## [Exercise requirements]
Please find every line of the listing below where "would" occurs and copy it.

____________________

Issue #232, opened 2023-02-07
As a KAT-user I want to export reports through an endpoint


TwistMeister:
As any KAT user I want to be able to export a KAT report so that I'm able to distribute it (automatically, periodically) outside of KAT.

Donnype:
So the main blocker would be that users do not have access to the keiko API directly? Or are there no PDF reports in Keiko that users can easily distribute?

Donnype:
As a suggestion, perhaps we can enhance the current `/api/v1` specification as follows:

```
[GET, POST] /organization/
[GET, PUT, PATCH, DELETE] /organization/{organization_id}/
[GET] /report?organization_id={org_id}&clearance_level={level}&clearance_type={type}?valid_time={time}?status={status}
[POST] /report/
```

Where the JSON of a POST request could be something along the lines of
```json
{
  "id": "str",
  "valid_time": "str", 
  "organization_id": "int",
  "status": "Literal['pending', 'finished', 'failed']"

  "ooi_id": "Optional[str]",
  "clearance_level": "Optional[int]",
  "clearance_type": "Optional[str]",
}
```

And we can retrieve this JSON metadata or delete the report through 
```
[GET, DELETE]
/report/{report_id}/metadata
```

And access the pdf file once `"status" == "finished"` at the location field, which would equal
```
[GET]
/report/{report_id}
```

Some considerations:
-  We could choose to create a Report database model, try to add some persistent info about reports into keiko or accept that we cannot filter old reports through Rocky for now (as there is no info in keiko mapping report ids to metadata of their contents).
- We could try to wait for the reports during the request, but this can be risky. A status field may resolve this as in this example
- The id itself could match either the keiko report id,  or the primary key of a database model in Rocky if we create one.
-  The location field could be left out of course, and we could also make the metadata json the default and return the actual file at `/report/{report_id}/data`.
-  We might have to make the organization_id optional in the future if we do cross-organization reporting, or we can start off making this a many-to-many by making a list of primary keys out of this field: `"organizations": [1, 2, 4, ...]`. If we are **never** going to do this, it could be worth considering namespacing the reports endpoints on the `organization_id`.
- Clearance filters are supported for all object list views (see `BaseOOIListView::get_queryset()`. I added these here for completeness with respect to the new button, but I do not know what the convention is for Findings and if it makes sense to have these filters here (@Lisser ?).

[...]

PR #469, opened 2023-03-09
Feature/organization reports through api

Donnype:
## Changes
This adds a button and endpoint to generate Finding reports on the organization level. It updates Keiko accordingly to handle more generic Finding reports.

https://github.com/minvws/nl-kat-coordination/issues/232

When you login with an client you can now download a pdf report at (e.g. for localhost and organization `abc`):
http://localhost:8000/nl/abc/findings/report/pdf

Other languages are not supported so changing nl for en still returns a Dutch report.

## Proof
Here is the new button  on the Findings page:

new_button

The new report is compatible with the previous ooi reports, but can now also produce organization level titles:

rep

### DIFF
--- a/rocky/rocky/views/ooi_report.py
+++ b/rocky/rocky/views/ooi_report.py
@@ -201,7 +201,8 @@ class OOIReportPDFView(SingleOOITreeMixin, ConnectorFormMixin, View):
         # reuse existing dict structure
         report_data = build_findings_list_from_store(self.tree.store)
         report_data["valid_time"] = str(self.get_observed_at())
-        report_data["ooi"] = get_ooi_dict(self.ooi)
+        report_data["report_source_type"] = self.ooi.object_type
+        report_data["report_source_value"] = self.ooi.human_readable
 
         # request pdf from keiko
         try:
@@ -210,26 +211,7 @@ class OOIReportPDFView(SingleOOITreeMixin, ConnectorFormMixin, View):
             messages.error(self.request, _("Error generating report: {}").format(e))
             return redirect(get_ooi_url("ooi_report", self.ooi.primary_key, self.organization.code))
 
-        # generate file name
-        report_name = "bevindingenrapport"
-        org_code = self.organization.code
-        ooi_id = self.ooi.primary_key
-        valid_time = self.get_observed_at().isoformat()
-        current_time = datetime.now(timezone.utc).isoformat()
-        language = "nl"
-        report_file_name = "_".join(
-            [
-                report_name,
-                language,
-                org_code,
-                ooi_id,
-                valid_time,
-                current_time,
-            ]
-        )
-        # allow alphanumeric characters, dashes and underscores, replace rest with underscores
-        report_file_name = re.sub("[^0-9a-zA-Z-]", "_", report_file_name)
-        report_file_name = f"{report_file_name}.pdf"
+        report_file_name = self._generate_report_file_name()
 
         # open pdf as attachment
         try:
@@ -239,6 +221,23 @@ class OOIReportPDFView(SingleOOITreeMixin, ConnectorFormMixin, View):
                 self.request, _("Error generating report: Timeout reached. See Keiko logs for more information.")
             )
             return redirect(get_ooi_url("ooi_report", self.ooi.primary_key, self.organization.code))
+
+    def _generate_report_file_name(self):
+        report_file_name = "_".join(
+            [
+                "bevindingenrapport",
+                "nl",
+                self.organization.code,
+                self.ooi.primary_key,
+                self.get_observed_at().isoformat(),
+                datetime.now(timezone.utc).isoformat(),
+            ]
+        )
+        # allow alphanumeric characters, dashes and underscores, replace rest with underscores
+        report_file_name = re.sub("[^0-9a-zA-Z-]", "_", report_file_name)
+        report_file_name = f"{report_file_name}.pdf"
+
+        return report_file_name
 
 
 """
--- a/rocky/rocky/views/ooi_report.py
+++ b/rocky/rocky/views/ooi_report.py
@@ -6,6 +6,7 @@ from django.contrib import messages
 from django.core.exceptions import BadRequest
 from django.http import FileResponse
 from django.shortcuts import redirect
+from django.urls import reverse
 from django.utils import timezone
 from django.utils.translation import gettext_lazy as _
 from django.views import View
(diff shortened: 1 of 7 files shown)


Donnype:
@dekkers What would be the best route to allow access to this view through DRF as well?

rocky/rocky/views/ooi_report.py
```diff
@@ -198,47 +243,54 @@ def get(self, request, *args, **kwargs):
...
+            self.organization.name,
+            {finding.primary_key: finding for finding in findings},  # Create store from finding list
+            self._generate_report_file_name(),
+            reverse("finding_list", kwargs={"organization_code": self.organization.code}),
+        )
+
+    def _generate_report_file_name(self):
+        file_name = "_".join(["bevindingenrapport_nl", self.organization.code, datetime.now(timezone.utc).isoformat()])
+        # allow alphanumeric characters, dashes and underscores, replace rest with underscores
+        file_name = re.sub("[^0-9a-zA-Z-]", "_", file_name)
```
ammar92, line 290:
```suggestion
        file_name = re.sub("[^\w-]", "_", file_name)
```

rocky/rocky/views/ooi_report.py
```diff
@@ -198,47 +243,54 @@ def get(self, request, *args, **kwargs):
...
+
+        return self.get_report(
+            "Organization",
+            self.organization.name,
+            {finding.primary_key: finding for finding in findings},  # Create store from finding list
+            self._generate_report_file_name(),
+            reverse("finding_list", kwargs={"organization_code": self.organization.code}),
+        )
+
+    def _generate_report_file_name(self):
```
ammar92, line 287: I was wondering if this replacement is necessary since neither of the joined elements contain these characters (except for the colon used in the datetime's format, but that doesn't necessarily justify a regex replacement since you can format your own datetime string)

rocky/rocky/views/ooi_report.py
```diff
@@ -186,9 +184,56 @@ def get_context_data(self, **kwargs):
...
+        for finding_type, finding_group in findings_grouped.items():
+            list_of_findings = []
+            for finding in finding_group["list"]:
+                # Either take the human_readable or the primary key of the OOI from the Finding in the store
+                if finding["ooi"]:
+                    ooi_field = str(finding["ooi"]["human_readable"])
+                else:
+                    ooi_field = str(store[finding["id"]].ooi)
+
+                updated_x = {**finding, "ooi": ooi_field}
```
ammar92, line 224: I think `updated` or `updated_finding` is a more appropriate name

rocky/rocky/views/ooi_report.py
Donnype: Not sure to be honest, but perhaps primary keys of ooi's could give some issues?

Donnype: Ah that's the other one. But organization codes can contain hyphens perhaps?

Donnype: Made some updates for this one :+1:

Donnype:
I have been able to fix the API route issue by creating a ViewSet from the view as well. This is a temporary fix though.

rocky/rocky/views/ooi_report.py
```diff
@@ -198,47 +249,64 @@ def get(self, request, *args, **kwargs):
...
+                "bevindingenrapport_nl",
+                self.organization.code,
+                datetime.now(timezone.utc).strftime(self.FILE_NAME_FRIENDLY_DATE_FORMAT),
+            ]
+        )
+
+        return f"{file_name}.pdf"
+
+
+class APIFindingReportPDFView(ViewSet, FindingReportPDFView):
```
dekkers, line 305: This is really ugly as hell. A viewset is something different than a standard Django class based view. You shouldn't create classes that inherent from both. It just doesn't make any sense wrt object oriented programming.

It will probably give a lot of issues, but it is hard to really understand all the implications of this which itself is a good reason we should not do this. One thing I can think of is error handling, if something goes wrong the view will add a message and redirect to the finding view. I don't think we should ever do something like that in an API.

dekkers (changes requested):

rocky/rocky/views/ooi_report.py
Donnype: I agree, this was a quick attempt to get somewhat of an endpoint but setting reporting and the API up properly is definitely a better decision at this stage.

dekkers (changes requested):

rocky/tools/management/commands/generate_report.py
```diff
@@ -0,0 +1,101 @@
...
+class Command(BaseCommand):
+    help = (
+        "Generates a Finding report for all findings in an organization. "
+        "Requires either the id (-i) or the unique code (-c) of an organization."
+    )
+
+    def add_arguments(self, parser):
+        parser.add_argument("--id", "-i", type=int, help="The primary key of the organization.")
+        parser.add_argument("--code", "-c", type=str, help="The unique organization code.")
+        parser.add_argument(
```
ammar92, line 34: Usually, in most CLI apps this option is consistently called `--output/-o`. Also, I think it's better to mention (in the help) that it writes to `stdout` by default, the user itself can decide what to do with it.

rocky/rocky/views/finding_list.py
```diff
@@ -1,41 +1,59 @@
...
 def sort_by_severity_desc(findings) -> List[Dict[str, Any]]:
     return sorted(findings, key=lambda x: x["risk_level_score"], reverse=True)
 
 
+def generate_findings_metadata(
+    findings: OOIList, severity_filter: Optional[List[RiskLevelSeverity]] = None
+) -> List[Dict[str, Any]]:
+    findings_meta = []
+
+    for finding in findings[: findings.count]:
```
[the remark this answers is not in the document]
Donnype: This effectively has the same effect as doing
```python
for finding in findings[: 99999999]:
    ...
```

Do we really want to implicitly have this hard limit set or should we perhaps let users of this class decide how to handle this performance issue, e.g. by doing the above?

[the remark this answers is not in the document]
Donnype: Let's handle further details when picking up [this](https://github.com/minvws/nl-kat-coordination/issues/555) ticket, (as you suggested in our chat)

Darwinkel:
- [x] I confirmed that the PR's advertised `feature` or `hotfix` works as intended;

I checked the original issue, and I think this PR satisifies zcert's initial requirements - the ability to generate reports programatically. 

### What works:
* "Download PDF" button
* Command line interface with various filters (launched from the Rocky container)

### What doesn't work:
* In the Dutch report, it says "Organization" while it should say "Organisatie"
image

dekkers (approved):

dekkers:
I created #602 the "Organization" instead of "Organisatie"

____________________

## [Result below]
So the main blocker would be that users do not have access to the keiko API directly? Or are there no PDF reports in Keiko that users can easily distribute?
And access the pdf file once `"status" == "finished"` at the location field, which would equal
@dekkers What would be the best route to allow access to this view through DRF as well?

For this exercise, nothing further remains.